Collected data:
• • • • • • •
PR #10284, opened 2026-07-26
Security: Add redaction of sensitive fields in Paperclip config-read API responses

JackReis:
## Summary
- Add redaction logic to mask token, authToken, devicePrivateKeyPem, apiKey, secret, and password fields
- Redaction applied recursively to nested objects and arrays
- Case-insensitive field matching
- Comprehensive test coverage for list/get agent endpoints

## Test plan
- All MCP server tests pass
- Sensitive fields are replaced with '***REDACTED***' in API responses
- Non-sensitive fields remain visible
- Redaction works for nested objects

PR #4763, opened 2026-04-29
fix(server): redact adapter_config secrets in agent detail responses

jayfeeney:
## Thinking Path

> - Paperclip orchestrates AI agents for zero-human companies, with each agent storing its connection material (API keys, device tokens, gateway-header tokens, private keys) in a JSON `adapter_config` column on the `agents` table
> - Several authenticated HTTP endpoints serialise full agent rows for self-view, admin-view, and admin-list callers
> - While running an identity-discovery code path, an agent on a downstream deployment posted its own configuration verbatim into a public comment, exposing the secret-bearing fields in `adapterConfig` in plaintext
> - Investigation traced the leak to four endpoints (`GET /api/agents/me`, `GET /api/agents/:id` self/admin, `PATCH /api/agents/:id` permissions response, `GET /api/companies/:companyId/agents` admin) all calling unredacted detail builders, while sibling restricted-view endpoints already redacted via `redactForRestrictedAgentView` / `redactAgentConfiguration`
> - Existing redaction primitives have two coverage gaps for this fix: `redactEventPayload`'s key-name regex matches conventional secret naming but misses `deviceToken` (no separator) and arbitrary `headers` map keys like `x-openclaw-token`; and `redactForRestrictedAgentView` nukes `adapterConfig` entirely, which works for restricted viewers but breaks the `/me` heartbeat path agents call for runtime metadata
> - This pull request adds a shared `buildSafeAgentDetail()` builder backed by an `omitAdapterConfigSecrets()` primitive — explicit field-omit on secret-bearing top-level keys, then `redactEventPayload` pass for nested env-style secrets — wired into all four leaking endpoints
> - The benefit is defence-in-depth on a real leak class: the four endpoints now redact `adapterConfig` secrets across all auth tiers (self, admin, list) while preserving non-secret fields needed by the UI and by running agents on the heartbeat path

## What Changed

- New `omitAdapterConfigSecrets()` primitive in `server/src/redaction.ts` (explicit field-omit for OpenClaw secret keys: `devicePrivateKeyPem`, `deviceToken`, `headers`, `sessionKey`; followed by `redactEventPayload` pass for nested env-style secrets)
- New `withSafeAdapterConfig()` + `buildSafeAgentDetail()` helpers in `server/src/routes/agents.ts` (the latter delegates to the existing `buildAgentDetail()` then applies `withSafeAdapterConfig()` to the result)
[...]

Issue #1818, opened 2026-03-26
SECURITY BREACH WARNING: GET /api/companies/{id}/agents leaks plaintext secrets from agent adapter env vars


olivier1977:
- The endpoint returns full adapterConfig including env vars as plaintext
- Private keys, API keys, and other secrets in agent env vars are fully exposed to any authenticated agent
- Requested fix: redact secret values (mask as "***") in API responses, or exclude the env field from list responses
- Impact: any agent can read the secrets of any other agent in the same company

jasondbramley:
ITO security review confirms this needs to cover `GET /api/companies/{companyId}/agents` list responses as well as any detail/configuration endpoints.

Acceptance criteria requested:

- Server-side response shaping must exclude or redact `adapterConfig.env` and equivalent credential-bearing sub-fields from agent list and detail responses.
- A safe replacement is fine, for example env key names only or a boolean such as `hasEnvConfig: true`; plaintext values must never be returned to normal agent/user inspection flows.
- Add regression coverage using an agent fixture with an inline env value, asserting the list response and detail/config response do not include the secret value.
- Treat this as a platform security fix; downstream ITO agents will avoid calling broad registry endpoints for now, but that is only an interim workaround.

Local tracker: ITO-3427. QA & Compliance will verify once the Paperclip fix is deployed.

jasondbramley:
Follow-up from the ITO tracker: there is an older note here saying fixed in commit `64ff13a`, but ITO still needs deployment confirmation before closing its local security tracker.

Can the Paperclip team confirm whether the redaction fix is deployed to the runtime serving ITO, and whether current regression coverage includes:

- `GET /api/companies/{companyId}/agents` list responses
- agent detail/configuration responses
- `adapterConfig.env` and equivalent credential-bearing `runtimeConfig` fields
- plain-value env bindings as well as sensitive key-name matching

ITO has created a QA verification step against the live runtime using a safe synthetic value only. No real secret values will be printed or recorded.

jasondbramley:
ITO live verification has passed against the current runtime.

Summary from QA:

- `GET /api/companies/{companyId}/agents`: `adapterConfig.env` absent from all 28 returned agents.
- Cross-agent `GET /api/agents/{id}`: env absent.
- Self-read `GET /api/agents/me`: returns own full config by design; current env contained only non-secret runtime path data.
- ITO confirms the #1818 protection scope is deployed and working for the agent registry/detail surfaces it depends on.

[...]

PR #11046, opened 2026-08-07
fix(secrets): store openclaw_gateway credentials as secret refs

spuhaha18:
## Thinking Path

> - Agents are configured per adapter, and `adapterConfig` regularly carries credentials; the secrets service is responsible for turning those literals into secret refs on write (`normalizeAdapterConfigForPersistence`)
> - Which fields get that treatment comes from `listAdapterSchemaSecretFieldKeys()`: the adapter's `getConfigSchema()` fields marked `meta.secret === true`, unioned with a hardcoded `FALLBACK_ADAPTER_SCHEMA_SECRET_FIELDS` map
> - The `openclaw_gateway` adapter exports only `execute` and `testEnvironment` — it has no `config-schema.ts` and no `getConfigSchema()` — so the schema branch is skipped entirely and only the fallback map applies
> - The fallback map had a single entry, `hermes_gateway: ["apiKey"]`, so **no** `openclaw_gateway` field was ever normalized, and its gateway credentials were persisted verbatim into `agents.adapter_config`
> - This pull request adds the `openclaw_gateway` credential fields to that fallback map so they become secret refs on write, matching `hermes_gateway`
> - The benefit is that OpenClaw gateway shared tokens, passwords, and device private keys stop living as plaintext in the agents table, and inherit the existing binding/audit/rotation machinery

No issue exists for this specific gap, so describing it here per `CONTRIBUTING.md` (bug report shape):

**What happened** — Creating or updating an agent with `adapterType: "openclaw_gateway"` and credential values in `adapterConfig` (`authToken`, `password`, `devicePrivateKeyPem`) stores those values as plaintext strings in `agents.adapter_config`. No `company_secret_bindings` rows are created, so the values are outside the secrets manager: not encrypted at rest in the agents table, not rotatable, not covered by per-agent secret access, and not audited on resolution.

**Expected behavior** — Same as `hermes_gateway`: literal credential strings passed to the agent create/update APIs are converted into `secret_ref` values with backing `company_secret_bindings`, and rehydrated only at runtime by `resolveAdapterConfigForRuntime()`.

**Steps to reproduce**
1. `POST /api/companies/{companyId}/agents` with `adapterType: "openclaw_gateway"` and `adapterConfig: { url: "ws://…", authToken: "<literal>", devicePrivateKeyPem: "-----BEGIN PRIVATE KEY-----…" }`
2. Read the persisted row: `select adapter_config from agents where id = …`
3. Both literals are present verbatim; `select * from company_secret_bindings where target_id = …` returns zero rows
4. Doing the same with `adapterType: "hermes_gateway"` and `apiKey` yields `{"type":"secret_ref",…}` plus a binding row

**Version/commit** — reproduced on `master` (`4683f26`). **Deployment mode** — self-hosted server, `pnpm dev`.

**Related PRs** (read-side redaction; complementary to this change, not duplicates — they hide already-stored plaintext on `GET`, this stops it being stored in the first place):
- Refs #9823 — `fix(security): redact adapterConfig secrets on all agent read endpoints`
- Refs #4763 — `fix(server): redact adapter_config secrets in agent detail responses`
- Refs #10284 — `Security: Add redaction of sensitive fields in Paperclip config-read API responses`
- Refs #1818 — `SECURITY BREACH WARNING: GET /api/companies/{id}/agents leaks plaintext secrets from agent adapter env vars` (adjacent: that issue is about `adapterConfig.env`, which is already normalized; this PR covers the top-level `openclaw_gateway` credential fields, which were not)

I searched open and closed PRs for `openclaw`, `adapter secret`, `devicePrivateKeyPem`, and `openclaw secret ref`, and code-searched `FALLBACK_ADAPTER_SCHEMA_SECRET_FIELDS`. Nothing in flight touches this map.

## What Changed

- `server/src/services/secrets.ts`: added an `openclaw_gateway` entry to `FALLBACK_ADAPTER_SCHEMA_SECRET_FIELDS` listing `authToken`, `token`, `password`, `devicePrivateKeyPem`.
  - `authToken` / `token`: both are read as the shared gateway token by `resolveAuthToken()` in the adapter (`nonEmpty(config.authToken) ?? nonEmpty(config.token)`), so both are covered.
  - `password`: read at `execute.ts` and `test.ts` as the gateway shared password.
  - `devicePrivateKeyPem`: read by `resolveDeviceIdentity()` and fed to `crypto.createPrivateKey()`.
- `server/src/__tests__/agents-service-secret-bindings.test.ts`: added a regression test mirroring the existing Hermes gateway case — asserts the three UI-settable credential fields persist as `secret_ref`, that the literals do not appear anywhere in the persisted config, that exactly the expected `company_secret_bindings` config paths are created, that non-secret fields (`url`) are untouched, and that `resolveAdapterConfigForRuntime()` returns the original plaintext.

No adapter-side change is needed: `resolveAdapterConfigForRuntime()` rehydrates the plaintext before `execute()` is called.

## Verification

Automated, from `server/`:

```
vitest run src/__tests__/agents-service-secret-bindings.test.ts
#  Test Files  1 passed (1)
#  Tests  10 passed (10)
#  ✓ converts OpenClaw gateway credential strings into persisted secret refs

vitest run src/__tests__/secrets-service.test.ts src/__tests__/adapter-registry.test.ts src/__tests__/company-portability.test.ts
#  Test Files  3 passed (3)
#  Tests  141 passed (141)

tsc --noEmit -p tsconfig.json    # clean
```

The new test runs against embedded Postgres (`getEmbeddedPostgresTestSupport`), so it exercises real persistence and real binding rows rather than mocks.

Manual, on a self-hosted instance with a live `openclaw_gateway` agent:

1. Confirmed the stored `adapter_config` contained a literal gateway token and a full `-----BEGIN PRIVATE KEY-----` PEM, and that both were returned in the agents read response.
2. Applied this patch and restarted the server.
3. `PATCH`ed the same agent with identical `adapterConfig` values; both fields flipped to `{"type":"secret_ref","version":"latest",…}`.
4. Re-read the agents endpoint: zero occurrences of the token string or `BEGIN PRIVATE KEY`.
5. Triggered a real heartbeat wake against the OpenClaw gateway afterwards — the connection authenticated and the run completed, confirming runtime resolution still hands the adapter plaintext.

## Risks

Low risk, but two things worth calling out:

- **Migration of existing rows is not automatic.** Agents configured before this change keep their plaintext values until the config is written again (any agent update re-runs normalization). This PR deliberately does not add a backfill migration; that would be a separate, larger change. Combined with the read-side redaction PRs linked above, already-stored values also stop being served over the API.
- **`token` is undocumented.** `agentConfigurationDoc` lists `authToken` and `password` but not `token`; `token` only exists as an alias inside `resolveAuthToken()`. It is included here so the alias cannot be used to smuggle a credential past normalization. If a maintainer would rather keep the map strictly to documented fields, dropping `token` is a one-word change.
- Behaviour for every other adapter type is unchanged — the map is keyed by adapter type and nothing else was touched.

Longer term the cleaner fix is for the `openclaw_gateway` adapter to ship a `config-schema.ts` with `meta: { secret: true }` on these fields, like `packages/adapters/hermes/src/gateway/server/config-schema.ts` does, which would also drive the config UI. That is a bigger change with UI implications (the adapter currently has a hand-written `src/ui`), so this PR takes the minimal path that the fallback map already exists for. Happy to follow up with the schema version if maintainers prefer it.

## Model Used

- Claude Opus 5 (`claude-opus-5`), Anthropic, via Claude Code CLI
- Extended thinking enabled; tool use (filesystem, shell, test execution)
- The change, the test, and this description were produced with model assistance and reviewed and executed locally by a human-supervised session; all test and typecheck output quoted above is real output from this machine, not reproduced from memory

## Checklist

- [ ] I have updated relevant documentation to reflect my changes — no user-facing docs describe this normalization map; `agentConfigurationDoc` field descriptions are unchanged by this PR
- [ ] All Paperclip CI gates are green — will confirm once CI reports
- [ ] Greptile is 5/5 with no open P2s, recommendations, or follow-ups — will address on review

### DIFF
--- a/server/src/__tests__/agents-service-secret-bindings.test.ts
+++ b/server/src/__tests__/agents-service-secret-bindings.test.ts
@@ -262,6 +262,77 @@ describeEmbeddedPostgres("agent service secret binding sync", () => {
     expect(JSON.stringify(persistedConfig)).not.toContain(literalApiKey);
   });
 
+  it("converts OpenClaw gateway credential strings into persisted secret refs", async () => {
+    const companyId = await seedCompany();
+    const literalAuthToken = `openclaw-token-${randomUUID()}`;
+    const literalPassword = `openclaw-password-${randomUUID()}`;
+    const literalPrivateKeyPem = [
+      "-----BEGIN PRIVATE KEY-----",
+      `openclaw-device-key-${randomUUID()}`,
+      "-----END PRIVATE KEY-----",
+    ].join("\n");
+
+    const created = await agentService(db).create(companyId, {
+      name: "OpenClaw Gateway",
+      role: "engineer",
+      status: "idle",
+      adapterType: "openclaw_gateway",
+      adapterConfig: {
+        url: "ws://127.0.0.1:18789",
+        authToken: literalAuthToken,
+        password: literalPassword,
+        devicePrivateKeyPem: literalPrivateKeyPem,
+      },
+      runtimeConfig: {},
+      spentMonthlyCents: 0,
+      lastHeartbeatAt: null,
+    });
+
+    const persistedRows = await db
+      .select()
+      .from(agents)
+      .where(eq(agents.id, created.id));
+    const persistedConfig = persistedRows[0]?.adapterConfig as Record<string, unknown>;
+    const serializedConfig = JSON.stringify(persistedConfig);
+    expect(serializedConfig).not.toContain(literalAuthToken);
+    expect(serializedConfig).not.toContain(literalPassword);
+    expect(serializedConfig).not.toContain(literalPrivateKeyPem);
+    for (const key of ["authToken", "password", "devicePrivateKeyPem"]) {
+      expect(persistedConfig[key]).toMatchObject({
+        type: "secret_ref",
+        version: "latest",
+      });
+    }
+    expect(persistedConfig.url).toBe("ws://127.0.0.1:18789");
+
+    const bindings = await db
+      .select()
+      .from(companySecretBindings)
+      .where(and(
+        eq(companySecretBindings.companyId, companyId),
+        eq(companySecretBindings.targetType, "agent"),
+        eq(companySecretBindings.targetId, created.id),
+      ));
+    expect(bindings.map((binding) => binding.configPath).sort()).toEqual([
+      "authToken",
+      "devicePrivateKeyPem",
+      "password",
+    ]);
+
+    const resolved = await secretService(db).resolveAdapterConfigForRuntime(
+      companyId,
+      persistedConfig,
+      {
+        consumerType: "agent",
+        consumerId: created.id,
+      },
+      { adapterType: "openclaw_gateway" },
+    );
+    expect(resolved.config.authToken).toBe(literalAuthToken);
+    expect(resolved.config.password).toBe(literalPassword);
+    expect(resolved.config.devicePrivateKeyPem).toBe(literalPrivateKeyPem);
+  });
+
   it("replaces agent secret bindings when adapterConfig env changes", async () => {
     const companyId = await seedCompany();
     const secrets = secretService(db);
--- a/server/src/__tests__/agents-service-secret-bindings.test.ts
+++ b/server/src/__tests__/agents-service-secret-bindings.test.ts
@@ -266,6 +266,7 @@ describeEmbeddedPostgres("agent service secret binding sync", () => {
     const companyId = await seedCompany();
     const literalAuthToken = `openclaw-token-${randomUUID()}`;
     const literalPassword = `openclaw-password-${randomUUID()}`;
+    const literalDeviceToken = `openclaw-device-token-${randomUUID()}`;
     const literalPrivateKeyPem = [
       "-----BEGIN PRIVATE KEY-----",
       `openclaw-device-key-${randomUUID()}`,
@@ -281,6 +282,7 @@ describeEmbeddedPostgres("agent service secret binding sync", () => {
         url: "ws://127.0.0.1:18789",
         authToken: literalAuthToken,
         password: literalPassword,
+        deviceToken: literalDeviceToken,
         devicePrivateKeyPem: literalPrivateKeyPem,
       },
       runtimeConfig: {},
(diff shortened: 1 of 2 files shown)


spuhaha18:
Thanks — the `deviceToken` finding is valid and is now fixed in 8dbec8b.

Verified before applying: `packages/adapters/openclaw-gateway/src/server/execute.ts` reads `ctx.config.deviceToken` at line 1071 and sends it in the gateway auth payload at lines 1252/1255, alongside `authToken` and `password`. It is genuine credential material and belongs in the list.

I also re-enumerated every `config.*` read in the adapter's `execute.ts` and `test.ts` to check for further gaps. The complete set of top-level credential fields is `authToken`, `token`, `deviceToken`, `password`, `devicePrivateKeyPem` — all five are now covered. The remaining config fields (`url`, `clientId`, `role`, `scopes`, `sessionKey`, `payloadTemplate`, timeouts, etc.) are not credentials.

One known gap left deliberately out of scope: a token can also be supplied nested as `headers["x-openclaw-token"]`, which `resolveAuthToken()` falls back to. Nested header values are not handled by `FALLBACK_ADAPTER_SCHEMA_SECRET_FIELDS`, which only walks top-level keys. Covering that needs a different mechanism than this map, so I left it for a follow-up rather than widening this PR — happy to open a separate one if maintainers want it.

Re-ran locally after the change:

```
vitest run src/__tests__/agents-service-secret-bindings.test.ts \
  src/__tests__/secrets-service.test.ts \
  src/__tests__/adapter-registry.test.ts \
  src/__tests__/company-portability.test.ts
#  Test Files  4 passed (4)
#  Tests  151 passed (151)

tsc --noEmit -p tsconfig.json    # clean
```

markstones78:
Thanks for this — the fallback map is exactly what the `openclaw_gateway` adapter needs (and it is the only proposal so far that includes `deviceToken`).

One interaction worth covering in the same change, observed when running it: once `devicePrivateKeyPem` is persisted as a secret reference, the stored value is a binding object rather than a PEM string. `ensureGatewayDeviceKey` in `server/src/routes/agents.ts` checks `asNonEmptyString(adapterConfig.devicePrivateKeyPem)`, so on the next agent update (any PATCH, e.g. changing `timeoutSec`) it treats the key as absent and generates a fresh Ed25519 key. The device id changes silently and the gateway then rejects the previously issued device token (`device token mismatch`).

Suggested fix shape: treat a `secret_ref` / `user_secret_ref` (or a `plain` binding with a value) as a configured key before falling back to generation, e.g.

```ts
function hasConfiguredGatewayDeviceKey(value: unknown): boolean {
  if (typeof value === "string") return value.trim().length > 0;
  if (!value || typeof value !== "object" || Array.isArray(value)) return false;
  const binding = value as Record<string, unknown>;
  if (binding.type === "secret_ref" || binding.type === "user_secret_ref") return true;
  if (binding.type === "plain") return typeof binding.value === "string" && binding.value.trim().length > 0;
  return false;
}
```

Happy to open a small follow-up PR on top of this one if that is easier than folding it in. (Related: device-token-only reconnect also needs the signature fix in #13219.)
• • • • • • •
Brief: Each line of the records with the word "tokens" in it is to be copied.

Output:
> - Paperclip orchestrates AI agents for zero-human companies, with each agent storing its connection material (API keys, device tokens, gateway-header tokens, private keys) in a JSON `adapter_config` column on the `agents` table
> - The benefit is that OpenClaw gateway shared tokens, passwords, and device private keys stop living as plaintext in the agents table, and inherit the existing binding/audit/rotation machinery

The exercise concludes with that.